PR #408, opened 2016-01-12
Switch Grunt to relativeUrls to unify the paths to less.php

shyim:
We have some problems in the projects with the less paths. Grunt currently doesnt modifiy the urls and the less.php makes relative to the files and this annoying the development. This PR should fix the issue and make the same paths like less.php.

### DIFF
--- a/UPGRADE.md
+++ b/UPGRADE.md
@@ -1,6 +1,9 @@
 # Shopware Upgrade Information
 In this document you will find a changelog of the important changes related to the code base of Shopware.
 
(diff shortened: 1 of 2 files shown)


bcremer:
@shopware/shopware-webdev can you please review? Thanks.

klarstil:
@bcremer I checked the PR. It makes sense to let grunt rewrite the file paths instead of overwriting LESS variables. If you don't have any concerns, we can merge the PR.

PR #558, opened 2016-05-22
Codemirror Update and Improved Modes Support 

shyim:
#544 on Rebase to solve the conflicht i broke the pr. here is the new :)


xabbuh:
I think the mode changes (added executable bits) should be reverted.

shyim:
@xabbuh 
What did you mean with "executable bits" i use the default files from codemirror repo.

...

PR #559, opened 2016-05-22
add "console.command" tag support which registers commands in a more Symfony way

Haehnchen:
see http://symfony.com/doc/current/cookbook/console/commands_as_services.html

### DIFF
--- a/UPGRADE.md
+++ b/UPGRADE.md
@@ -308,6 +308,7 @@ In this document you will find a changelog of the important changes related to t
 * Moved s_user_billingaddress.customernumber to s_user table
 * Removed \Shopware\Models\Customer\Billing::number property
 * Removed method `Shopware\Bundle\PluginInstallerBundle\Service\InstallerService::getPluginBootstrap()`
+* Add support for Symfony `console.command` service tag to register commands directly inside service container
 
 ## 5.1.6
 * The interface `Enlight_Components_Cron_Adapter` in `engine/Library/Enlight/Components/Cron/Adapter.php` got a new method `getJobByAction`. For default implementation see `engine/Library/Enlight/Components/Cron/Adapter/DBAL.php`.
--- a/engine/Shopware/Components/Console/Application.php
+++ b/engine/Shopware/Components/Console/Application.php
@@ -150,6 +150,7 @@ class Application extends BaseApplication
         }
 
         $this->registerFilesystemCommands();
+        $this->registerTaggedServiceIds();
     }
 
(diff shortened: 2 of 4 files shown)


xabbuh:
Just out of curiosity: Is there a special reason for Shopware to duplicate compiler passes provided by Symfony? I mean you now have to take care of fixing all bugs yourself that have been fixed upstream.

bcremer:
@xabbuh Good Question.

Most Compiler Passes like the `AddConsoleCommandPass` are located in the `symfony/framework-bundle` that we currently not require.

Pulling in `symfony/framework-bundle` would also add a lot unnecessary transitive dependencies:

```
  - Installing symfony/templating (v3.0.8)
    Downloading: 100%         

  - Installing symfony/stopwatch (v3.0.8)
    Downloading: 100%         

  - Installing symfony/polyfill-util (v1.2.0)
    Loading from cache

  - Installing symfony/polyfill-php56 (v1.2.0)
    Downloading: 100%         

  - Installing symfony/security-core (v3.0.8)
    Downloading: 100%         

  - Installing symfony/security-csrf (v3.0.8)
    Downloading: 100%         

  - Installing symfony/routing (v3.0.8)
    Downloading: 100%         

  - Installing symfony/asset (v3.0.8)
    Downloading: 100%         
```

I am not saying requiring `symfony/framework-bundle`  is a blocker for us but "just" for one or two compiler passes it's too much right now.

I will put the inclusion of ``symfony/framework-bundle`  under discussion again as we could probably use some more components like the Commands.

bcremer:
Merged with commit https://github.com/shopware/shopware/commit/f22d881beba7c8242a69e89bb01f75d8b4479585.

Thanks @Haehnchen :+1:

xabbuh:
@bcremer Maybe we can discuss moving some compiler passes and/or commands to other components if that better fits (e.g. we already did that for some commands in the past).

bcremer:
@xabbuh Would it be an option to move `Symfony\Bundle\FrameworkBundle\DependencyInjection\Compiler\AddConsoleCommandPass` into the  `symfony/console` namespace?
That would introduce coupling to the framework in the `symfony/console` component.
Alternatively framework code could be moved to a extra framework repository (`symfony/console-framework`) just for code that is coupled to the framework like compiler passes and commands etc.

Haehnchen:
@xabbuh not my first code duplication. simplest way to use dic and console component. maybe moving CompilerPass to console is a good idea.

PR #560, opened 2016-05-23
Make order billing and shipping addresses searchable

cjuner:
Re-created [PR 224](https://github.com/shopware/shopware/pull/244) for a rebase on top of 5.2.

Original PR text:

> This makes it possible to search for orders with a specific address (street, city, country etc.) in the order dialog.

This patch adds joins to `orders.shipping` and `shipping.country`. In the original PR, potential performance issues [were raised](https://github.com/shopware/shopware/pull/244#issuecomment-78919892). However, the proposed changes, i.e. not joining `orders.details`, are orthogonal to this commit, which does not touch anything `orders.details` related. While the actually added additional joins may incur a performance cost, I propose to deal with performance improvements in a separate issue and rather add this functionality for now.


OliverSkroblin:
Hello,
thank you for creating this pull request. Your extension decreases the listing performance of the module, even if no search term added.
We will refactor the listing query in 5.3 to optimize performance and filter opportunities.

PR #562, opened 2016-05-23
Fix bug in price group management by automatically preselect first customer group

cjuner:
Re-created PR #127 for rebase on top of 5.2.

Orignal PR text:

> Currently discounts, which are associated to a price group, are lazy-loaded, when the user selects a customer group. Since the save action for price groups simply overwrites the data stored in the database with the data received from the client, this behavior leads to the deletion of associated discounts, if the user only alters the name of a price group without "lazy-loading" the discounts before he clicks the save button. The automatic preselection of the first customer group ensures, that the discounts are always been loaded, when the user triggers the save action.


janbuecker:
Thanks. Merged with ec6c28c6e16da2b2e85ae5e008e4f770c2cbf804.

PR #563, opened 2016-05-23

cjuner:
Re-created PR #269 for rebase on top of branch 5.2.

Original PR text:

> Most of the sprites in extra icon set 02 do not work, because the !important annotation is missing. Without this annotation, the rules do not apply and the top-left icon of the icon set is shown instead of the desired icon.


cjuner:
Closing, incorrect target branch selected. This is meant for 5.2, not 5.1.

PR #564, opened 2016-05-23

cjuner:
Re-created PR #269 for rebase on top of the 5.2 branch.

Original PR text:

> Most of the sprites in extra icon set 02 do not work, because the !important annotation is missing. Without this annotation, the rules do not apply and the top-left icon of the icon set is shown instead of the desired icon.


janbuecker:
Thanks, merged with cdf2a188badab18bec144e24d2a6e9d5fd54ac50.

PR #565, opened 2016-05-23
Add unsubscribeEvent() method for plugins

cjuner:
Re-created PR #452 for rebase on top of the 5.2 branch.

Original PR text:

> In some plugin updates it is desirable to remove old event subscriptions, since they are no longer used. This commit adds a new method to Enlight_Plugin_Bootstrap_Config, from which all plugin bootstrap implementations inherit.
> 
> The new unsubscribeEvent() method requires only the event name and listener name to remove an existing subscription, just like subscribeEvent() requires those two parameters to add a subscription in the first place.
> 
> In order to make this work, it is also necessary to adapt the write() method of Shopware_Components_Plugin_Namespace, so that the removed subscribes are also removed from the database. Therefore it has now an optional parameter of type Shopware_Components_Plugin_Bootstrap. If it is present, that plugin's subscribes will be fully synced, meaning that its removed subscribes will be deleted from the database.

Work to be completed →
The string "only" marks the lines to return from the material. Copy each one.

Task solution →
> Currently discounts, which are associated to a price group, are lazy-loaded, when the user selects a customer group. Since the save action for price groups simply overwrites the data stored in the database with the data received from the client, this behavior leads to the deletion of associated discounts, if the user only alters the name of a price group without "lazy-loading" the discounts before he clicks the save button. The automatic preselection of the first customer group ensures, that the discounts are always been loaded, when the user triggers the save action.
> The new unsubscribeEvent() method requires only the event name and listener name to remove an existing subscription, just like subscribeEvent() requires those two parameters to add a subscription in the first place.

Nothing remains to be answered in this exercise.